Thursday, October 25, 2012

...is a rape is a rape

We cannot get away from this problem that rape is the only crime (AFAIK; exceptions to this rule are welcome) that requires consideration of consent.

It is also virtually the only crime that requires, in common imagination if not the court of law, violence.

Think about it.  Criminal fraud doesn't revolve around the consent of the victim.  Gullibility and naivete may be defenses to fraud in the courtroom, but they aren't defenses in the law itself.  "Fool me once, shame on you; fool me twice, shame on me" may be a commonplace saying, but it's not the law on fraud, criminal or civil.  Fraud depends on a showing that the victim was mislead, that any consent at all was the result of lies, of misrepresentations.  And criminal fraud doesn't bring acts of violence to mind.  A lot of criminal acts imply or infer violence, even if violence is not required in the law.  Criminal fraud doesn't; in fact, we think of it as the opposite of violence.  The con man is smooth, sophisticated, clever.  Violence is rough, brutal, and stupid.   Rape is violent, and when it isn't, it may not be "legitimate;" it may not be "forcible."  It may not, in other words, be rape.

Because violence negates any concept of consent.  And rape is sex without the victim's consent.  That's how we've defined it.  That's how "rape is rape."

Kidnapping, perhaps, is the crime that comes closest.  A kidnapping involves taking a person somewhere, or keeping them somewhere, against their will.  But we never speak of "legitimate" kidnapping, or "forcible" kidnapping.  If you can't leave, if the door is locked and you don't have the key, if your way is barred and the people standing there won't move, you've been kidnapped.  End of discussion.  But rape?  Well, did you want to have sex, or not?

And, more importantly, why should we believe you?

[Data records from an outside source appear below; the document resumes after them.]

Issue #208, opened 2018-07-04
HTML extractor does not handle the base href correctly when it's relative


anjackson:
From archive-crawler:

>On Tue, Jul 3, 2018 at 3:51 AM david.reiner82@yahoo.com [archive-crawler] <archive-crawler@yahoogroups.com> wrote:
>
> At the moment Heritrix (3.3.0 Snapshop) seems to ignore base href tags. 
>
> Example:
https://www.schmid-gartenpflanzen.de/forum/index.php/mv/msg/7627/216142/0/
> <base href="/forum/"/>
> <a href="/forum/index.php/fa/89652/0/" title="IMG_7651kl.jpg">IMG_7651kl.jpg</a>
> 
> Web browsers interpret the link this way:
> https://www.schmid-gartenpflanzen.de/forum/index.php/fa/89652/0/
> 
> However, Heritrix calls this url:
> https://www.schmid-gartenpflanzen.de/forum/index.php/mv/msg/7627/216142/0/index.php/fa/89652/0/
> 
> This behaviour leads to thousands of false urls being crawled. From my point of view, the Heritrix behavior is a bug, isn't it?

If I construct a test case with a relative base href, I get:

```
INFO: https://www.schmid-gartenpflanzen.de/forum/index.php/mv/msg/7627/216142/0/
org.apache.commons.httpclient.URIException: Relative URI but no base: /forum/
	at org.archive.url.UsableURIFactory.fixup(UsableURIFactory.java:416)
	at org.archive.url.UsableURIFactory.create(UsableURIFactory.java:275)
	at org.archive.url.UsableURIFactory.create(UsableURIFactory.java:265)
	at org.archive.net.UURIFactory.getInstance(UURIFactory.java:44)
	at org.archive.modules.extractor.ExtractorHTML.processGeneralTag(ExtractorHTML.java:426)
	at org.archive.modules.extractor.ExtractorHTML.extract(ExtractorHTML.java:850)
	at org.archive.modules.extractor.ExtractorHTMLTest.testRelativeBaseHrefRelativeLinks(ExtractorHTMLTest.java:284)
	at sun.reflect.NativeMethodAccessorImpl.invoke0(Native Method)
```

So I think this is a bug.

PR #209, opened 2018-07-04
Test case and fix for internetarchive/heritrix3#208.

anjackson:
I believe this ensures Heritrix3 deals with relative base hrefs.

### DIFF
--- a/modules/src/test/java/org/archive/modules/extractor/ExtractorHTMLTest.java
+++ b/modules/src/test/java/org/archive/modules/extractor/ExtractorHTMLTest.java
@@ -270,6 +270,54 @@ public class ExtractorHTMLTest extends StringExtractorTestBase {
     }
     
     /**
+     * Test that relative base href's are resolved correctly:
+     * 
+     * See 
+     * 
+     * @throws URIException
+     */
+    public void testRelativeBaseHrefRelativeLinks() throws URIException {
+        CrawlURI curi = new CrawlURI(UURIFactory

So the crime of rape is ugly twice.  The victim is victimized by her attacker; and again by the system.  And now a third time, by politics.  But about that third time, a question:  why are we even talking about this?

Because it's really not about rape.  It's about control.

Procreation requires sex, and sex outside marriage is bad (because then it isn't controlled) and women who have sex outside marriage should bear the burden of their failure to be controlled by society (which used to disapprove of sex outside marriage).

Because it's all about control.  Because rape is all about consent.  And as long as women get to decide what consensual sex is, we can't control them.

So we have to talk about "legitimate rape."

Apparently.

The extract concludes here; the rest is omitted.